The threshold energy density of melting, taking into account the specific melting heat, is [25]:

$${{E}_{{\text{m}}}}(\tau ) = \delta (\tau )\rho [C({{T}_{{\text{m}}}} - {{T}_{{{\text{in}}}}}) + {{L}_{{\text{m}}}}],$$
(3)

where δ(τ) carries the physical meaning of the effective thickness of the skin layer, where the absorbed energy of the laser pulse with duration τ is emitted in the material. Symbols ρ, С, Tm, Tin, and Lm are the density, specific heat capacity, melting temperature, initial temperature, and the heat of melting of the material, respectively. In the case of surface heating

$$\delta (\tau ) = \frac{1}{2}{{(\pi \alpha \tau )}^{{{1 \mathord{\left/ {\vphantom {1 2}} \right. \kern-0em} 2}}}}.$$
(4)

We made qualitative estimates for copper using Eqs. (3) and (4) at С = 385 J/(kg K), ρ = 8920 kg/m3, α = 1.2 × 10–4 m2/s, Tm = 1356 K, Tin = 293 K, Lm = 204.7 × 103 J/kg [20], and τ = 10 ns. The following values were obtained: δ(τ) = 971 nm, Em(τ) = 0.59 J/cm2 (taking into account reflection). The results for the low-alloyed alloys used in this work are similar.

The electron microscopy images and profilograms show the traces of high-temperature deformation in the surface layer of copper and its low-alloyed alloys as a result of exposure to nanosecond UV-laser pulses.

Various pulse effects on plastic deformation of metals have been actively studied since the second half of the 20th century [2629]. Exposure to electromagnetic fields excites the electronic subsystem. It transfers energy to the phonon subsystem to create a large number of short-wavelength phonons. They affect the structural defects (point, linear, grain boundaries, different precipitated phases) of the crystal lattice to facilitate the movement and redistribution of the crystal lattice defects. Of course, these microprocesses finally develop into macroprocesses of plastic deformation.

Thus, electroplastic [26] and magnetoplastic [2728] effects were discovered. The acoustoplastic effect has a similar effect [29].

Similar effects have also been occasionally observed when exposed to high-intensity laser radiation [3034]. However, these results are not systematic. They were obtained using lasers that were very different from each other in wavelength, pulse duration, and energy density. This can be explained by the fact that when studying the effects of the laser pulse on solids, the main attention was paid to the much more spectacular and evident processes of melting and evaporation, largely masking the effects of laser pulses on plastic deformation [19].

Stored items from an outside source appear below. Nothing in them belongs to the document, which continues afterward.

PR #161, opened 2022-04-06
switch total results to use total count

andrewydai:
# Purpose

Switches from calculating total results from aggregations in filters to totalCount field on the searchResults graphql API, which is based on total hits from ES
<br>

# Tickets

- Could not find one tho there may be one 🤔 

# Contributors

- @andrewydai 

# Feature List

- Switches total results to use total count
- Removes that function
- Formats the string 

# Notes

ES generally has a 10,000 result limit regardless of pagination, so if 10,000 results return I added a + marker.

<br>

# Checklist

- [ ] Approved by designers
- [x] Is passing tsc

<br>
@sandboxnu/searchneu

image

### DIFF
--- a/pages/[campus]/[termId]/search/[query].tsx
+++ b/pages/[campus]/[termId]/search/[query].tsx
@@ -100,40 +100,22 @@ export default function Results(): ReactElement | null {
     }`;
   };
 
-  const getTotalResults = (): number => {
-    /* 
-      Using the subject filter here to get the total number of search results because:
-      - the results themselves are loaded 10 at a time
-      - classes don't overlap across subjects
-    */
-    const options = searchData?.filterOptions['subject'] || [];
-    const selected = filters['subject'];
-
-    if (selected.length > 0) {
-      const selectedOptions = options.filter((option) =>
-        selected.includes(option.value)
-      );
-      return selectedOptions.reduce(
-        (total_aggregation, option) => total_aggregation + option.count,
-        0
-      );
-    }
-
-    return options.reduce(
-      (total_aggregation, option) => total_aggregation + option.count,
-      0
-    );
-  };
-
   const TotalResultsDisplay = (): ReactElement => {
-    const totalResults = getTotalResults();
-    return (
-      <p>
-        {totalResults === 1
-          ? `${totalResults} course result`
-          : `${totalResults} course results`}
-      </p>
-    );
+    // This has to be a null safe because searchData can be undefined on mount
+    const totalResults = searchData?.totalCount || 0;
+    let totalResultsStr = '';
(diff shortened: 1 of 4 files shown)


hankewyczz (approved):
🚢

pages/[campus]/[termId]/search/[query].tsx
```diff
@@ -100,40 +100,22 @@ export default function Results(): ReactElement | null {
...
-      </p>
-    );
+    // This has to be a null safe because searchData can be undefined on mount
+    const totalResults = searchData?.totalCount || 0;
+    let totalResultsStr = '';
+    switch (totalResults) {
+      case 1:
+        totalResultsStr = ' result';
+        break;
+      case 10000:
```
Comment (puneetjohal) [inline pages/[campus]/[termId]/search/[query].tsx:117]: why specifically 10,000 or was this an arbitrary choice

puneetjohal (approved):

pages/[campus]/[termId]/search/[query].tsx
Comment (hankewyczz) [reply pages/[campus]/[termId]/search/[query].tsx:117]: I kinda glossed over this until your comment, but what does this do? I'm very tired so I might just be missing something obvious, but won't this result in the following behavior:

```
9999 -> 9999 results
10000 -> 10000+ results
10001 -> 10001 results
```

Is that what you meant to do?

pages/[campus]/[termId]/search/[query].tsx
```diff
@@ -100,40 +100,22 @@ export default function Results(): ReactElement | null {
...
-    const totalResults = getTotalResults();
-    return (
-      <p>
-        {totalResults === 1
-          ? `${totalResults} course result`
-          : `${totalResults} course results`}
-      </p>
-    );
+    // This has to be a null safe because searchData can be undefined on mount
+    const totalResults = searchData?.totalCount || 0;
```
Comment (hankewyczz) [inline pages/[campus]/[termId]/search/[query].tsx]: I was on the fence about this earlier (and so didn't leave a comment), but now that I've thought about it - would it make more sense to just not render anything when `totalCount` is null? Otherwise, we conflate "zero results" and "the search hasn't returned yet", and I'm not a huge fan of that.

pages/[campus]/[termId]/search/[query].tsx
Comment (andrewydai) [reply pages/[campus]/[termId]/search/[query].tsx:117]: yea i can leave a comment about this but it's also described in pr description, TLDR elasticsearch has a 10,000 hit limit by default. We haven't changed it and I don't see a time where we do. The consequence of this is that the max value total count can be (which is based off of total hits) iss 10,000

Comment (hankewyczz) [reply pages/[campus]/[termId]/search/[query].tsx:117]: lol i read that earlier and it completely left my mind when I came back for the second look

PR #1674, opened 2019-01-13
Generalize optimized categorical grouping method to multiple keys

nalimilan:
The compiler is still able to generate efficient code specialized on the number of keys. Also require `groups !== nothing` for this method since we never call it without groups and it cannot compute the actual number of nonempty groups without doing all the work anyway.

```julia
df1 = DataFrame(key1=categorical(string.(rand(1:10, 500_000))),
                key2=categorical(string.(rand(1:10, 500_000))));
df2 = DataFrame(key1=categorical(string.(rand(1:1000, 500_000))),
                key2=categorical(string.(rand(1:1000, 500_000))));

# Master
julia> @btime groupby(df1, :key1);
  2.807 ms (66 allocations: 7.63 MiB)

julia> @btime groupby(df2, :key1);
  4.727 ms (68 allocations: 7.66 MiB)

julia> @btime groupby(df1, [:key1, :key2]);
  21.069 ms (499949 allocations: 23.08 MiB)

julia> @btime groupby(df2, [:key1, :key2]);
  57.993 ms (106682 allocations: 23.08 MiB)

# This PR
julia> @btime groupby(df1, :key1);
  2.324 ms (50 allocations: 7.63 MiB)

julia> @btime groupby(df2, :key1);
  4.241 ms (50 allocations: 7.66 MiB)

julia> @btime groupby(df1, [:key1, :key2]);
  3.381 ms (52 allocations: 7.63 MiB)

julia> @btime groupby(df2, [:key1, :key2]);
  38.733 ms (58 allocations: 22.23 MiB)
```

### DIFF
--- a/src/dataframerow/utils.jl
+++ b/src/dataframerow/utils.jl
@@ -260,14 +260,20 @@ function group_rows(df::AbstractDataFrame, hash::Bool = true, sort::Bool = false
     if skipmissing
         popfirst!(starts)
         popfirst!(stops)
+        groups .-= 1
         ngroups -= 1
     end
 
     # sort groups if row_group_slots hasn't already done that
     if sort && !sorted
         group_perm = sortperm(view(df, rperm[starts], :))
+        group_invperm = invperm(group_perm)
         permute!(starts, group_perm)
         Base.permute!!(stops, group_perm)
+        for i in eachindex(groups)
+            gix = groups[i]
+            groups[i] = gix == 0 ? 0 : group_invperm[gix]
+        end
     end
 
     return RowGroupDict(df, rhashes, gslots, groups, rperm, starts, stops)
--- a/src/dataframerow/utils.jl
+++ b/src/dataframerow/utils.jl
@@ -106,6 +106,7 @@ function row_group_slots(cols::Tuple{Vararg{AbstractVector}},
     @assert groups === nothing || length(groups) == length(cols[1])
     rhashes, missings = hashrows(cols, skipmissing)
     # inspired by Dict code from base cf. https://github.com/JuliaData/DataTables.jl/pull/17#discussion_r102481481
+    # but using open addressing with a table with as many slots as rows
     sz = Base._tablesz(length(rhashes))
     @assert sz >= length(rhashes)
     szm1 = sz-1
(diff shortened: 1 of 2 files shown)


src/dataframerow/utils.jl
```diff
@@ -145,50 +146,75 @@ function row_group_slots(cols::Tuple{Vararg{AbstractVector}},
...
+    # and this method needs to allocate a groups vector anyway
+    @assert groups !== nothing && all(col -> length(col) == length(groups), cols)
 
     # If missings are to be skipped, they will all go to group 1,
     # which will be removed by group_rows
-    ngroups = length(levels(col)) + (eltype(col) >: Missing)
+    ngroupstup = map(cols) do c
+        length(levels(c)) + (!skipmissing && eltype(c) >: Missing)
+    end
+    ngroups = prod(ngroupstup) + skipmissing
```
bkamins: why do you calculate it here and a well in line 171 but for `Int128`. We could do it only one time - right?

src/dataframerow/utils.jl
```diff
@@ -145,50 +146,75 @@ function row_group_slots(cols::Tuple{Vararg{AbstractVector}},
...
+
+    # Fall back to hashing if there would be too many empty combinations.
+    # The first check ensures the computation of ngroups did not overflow.
+    # The rationale for the 2 threshold is that while the fallback method is always slower,
+    # it allocates a hash table of size length(groups) instead of the remap vector
+    # of size ngroups (i.e. the number of possible combinations) in this method:
+    # so it makes sense to allocate more memory for better performance,
+    # but it needs to remain reasonable compared with the size of the data frame.
```
bkamins: is `2` a guess or you did the benchmarks (I do not insist to do them - just asking)

src/dataframerow/utils.jl
```diff
@@ -145,50 +146,75 @@ function row_group_slots(cols::Tuple{Vararg{AbstractVector}},
...
         # so always sort groups in the order of levels
-        refmap = [0; CategoricalArrays.order(col.pool)]
-        seen = fill(false, length(refmap))
+        nlevels = length(levels(col))
+        refmap = Vector{Int}(undef, nlevels + 1)
+        refmap[1] = nlevels
+        refmap[2:end] .= CategoricalArrays.order(col.pool) .- 1
+        refmap
+    end
+    strides = (cumprod(collect(reverse(ngroupstup)))[end-1:-1:1]..., 1)::NTuple{N,Int}
```
bkamins: why do you need `collect` here? I guess it is not performance critical though.

src/dataframerow/utils.jl
```diff
@@ -145,50 +146,75 @@ function row_group_slots(cols::Tuple{Vararg{AbstractVector}},
...
+    # but it needs to remain reasonable compared with the size of the data frame.
+    if prod(Int128.(ngroupstup)) > typemax(Int) || ngroups > 2 * length(groups)
+        return invoke(row_group_slots,
+                      Tuple{Tuple{Vararg{AbstractVector}}, Val,
+                            Union{Vector{Int}, Nothing}, Bool},
+                      cols, hash, groups, skipmissing)
+    end
 
-    if groups !== nothing
+    seen = fill(false, ngroups)
```
bkamins: Have you checked if it would it be better to use `BitSet` here?.

src/dataframerow/utils.jl
nalimilan: Because we need it as an `Int` for performance in the loop, and as an `Int128` for the overflow check. I guess I could store the `Int128` version in a variable and convert it, but the cost is really negligible (there's one value per *key*).

src/dataframerow/utils.jl
nalimilan: I used the benchmark in the description, varying the number of groups, and it appears the optimized method is always faster (which is why I noted that in the comment). But of course it's not reasonable to allocate 20 or 100 times more memory just to be a bit faster (anyway this case should be pretty rare).

src/dataframerow/utils.jl
nalimilan: That's because `cumprod` doesn't accept tuples, unfortunately.

src/dataframerow/utils.jl
nalimilan: Using a `BitArray` would indeed reduce allocations from `2 * ngroups` to `ngroups + ngroups/8`. But I'm not sure it's a good trade-off since CategoricalArrays are optimized for small number of groups: probably better be as fast as possible, in particular in the most common case where the number of combinations is well below twice the number of rows.

src/dataframerow/utils.jl
nalimilan: OK. I've also tried it, and it's much slower. That sounds logical since a boolean indicator is really the simplest information we need to store here.

src/dataframerow/utils.jl

src/dataframerow/utils.jl
bkamins: OK given the discussion above

test/grouping.jl
```diff
@@ -210,10 +210,13 @@ module TestGrouping
...
-        # testing pool overflow
-        df2 = DataFrame(v1 = categorical(collect(1:1000)), v2 = categorical(fill(1, 1000)))
-        @test groupby(df2, [:v1, :v2]).starts == collect(1:1000)
-        @test groupby(df2, [:v2, :v1]).starts == collect(1:1000)
+        # test number of potential combinations higher than typemax(Int32)
+        N = 2000
+        df2 = DataFrame(v1 = levels!(categorical(rand(1:N, 100)), collect(1:N)),
+                        v2 = levels!(categorical(rand(1:N, 100)), collect(1:N)),
+                        v3 = levels!(categorical(rand(1:N, 100)), collect(1:N)))
+        df2b = mapcols(x -> convert(Vector{Int}, x), df2)
```
bkamins:
```suggestion
        df2b = mapcols(Vector{Int}, df2)
```

test/grouping.jl
```diff
@@ -210,10 +210,13 @@ module TestGrouping
...
+        @test groupby(df2, [:v1, :v2, :v3]) == groupby(df2b, [:v1, :v2, :v3])
```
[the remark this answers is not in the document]
nalimilan: Very good point, that actually uncovered a bug when sorting and when skipping missing introduced by https://github.com/JuliaData/DataFrames.jl/pull/1651. It's actually even more tricky, because the internal fields can be different, yet the result be equivalent (due to permutations). But AFAICT it's enough to check for equality and for equality of `groups` fields (which are redundant, and stored only for performance).

src/dataframerow/utils.jl
```diff
@@ -234,14 +260,20 @@ function group_rows(df::AbstractDataFrame, hash::Bool = true, sort::Bool = false
...
         popfirst!(starts)
         popfirst!(stops)
+        groups .-= 1
         ngroups -= 1
     end
 
     # sort groups if row_group_slots hasn't already done that
     if sort && !sorted
         group_perm = sortperm(view(df, rperm[starts], :))
+        group_invperm = invperm(group_perm)
```
nalimilan: I'm very bad at permutations, but AFAICT that's the most efficient solution.

test/grouping.jl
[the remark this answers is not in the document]
nalimilan: Yes, they should be covered now.

src/dataframerow/utils.jl
nalimilan: Yeah, it's almost negligible compared with the time spent in grouping (this is only used for the slower fallback method).

test/grouping.jl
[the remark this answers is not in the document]
nalimilan: Actually I've found an even stricter way of checking this: each time we call `groupby`, ensure fields are consistent. Let me know what you think.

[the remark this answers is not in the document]
bkamins: Looks good. Thank you.

What I also meant that comparison of two `GroupedDataFrame`s is OK for the user (we compare values), but for the tests we should have a method that checks if actually we select exactly the same rows in both cases. Otherwise if you would do something like `groupby(DataFrame(a=[1,2,1,2], b=1), :a)` then all tests would pass even inf the `groupby` method were wrong (as `b` column is constant so it will always compare as `true` even if we take rows in an inconsistent order to `SubDataFrames`). Is it clear what I mean? The inconsistency would become apparent if we later written e.g. `b=[1,2,3,4]` in parent.

An alternative is to always use some `id` column in every `DataFrame` in our tests which has values from `1` to `nrows(df)` sorted. Then what we have now is guaranteed to catch such problems.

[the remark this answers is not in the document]
nalimilan: Indeed. After checking, it appears that all tests use unique (or random) values for a non-grouping column, so that should be OK.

There are interesting theoretical studies of Mirzadeh about “nonlinear strain waves interacting with laser-induced carriers of the local disorder,” summarized in Chapter 7 of the collective monograph [1]. These results, unfortunately, have not been properly confirmed by experimental studies so far.

Rather detailed studies of the effect of nanosecond UV laser pulses on plastic deformation that took place in the surface layer of copper and its low-alloyed alloys were carried out in [6, 35, 36]. They are summarized and analyzed in this work. The results allow us to conclude that we are dealing in this case with processes similar to the electroplastic and magnetoplastic effects and, by analogy, we think it fair to call the detected effect opticoplastic.

CONCLUSIONS

The laser-induced breakdown threshold in our experiment was ~1.0 J/cm2 for the samples of copper and its low-alloy alloys exposed to nanosecond UV-laser pulses. An erosive plasma torch appeared in the air, near the surface of the sample, and a crater with obvious traces of melting and evaporation of the metal appeared in the sample.

Traces of high-temperature deformation were found in the below-threshold regime without obvious traces of melting. They manifest themselves as the results of slipping and cracking along the grain boundaries, as well as traces of crystallographic slip inside the grains. The surface of the metal in the irradiated zone exhibits an uplift. The damage increases with the number of pulses. The height of the resulting uplift can reach 1 μm, and even more in some cases.

The results obtained are similar to the electroplastic and magnetoplastic effects. By analogy, we propose to call the detected effect opticoplastic.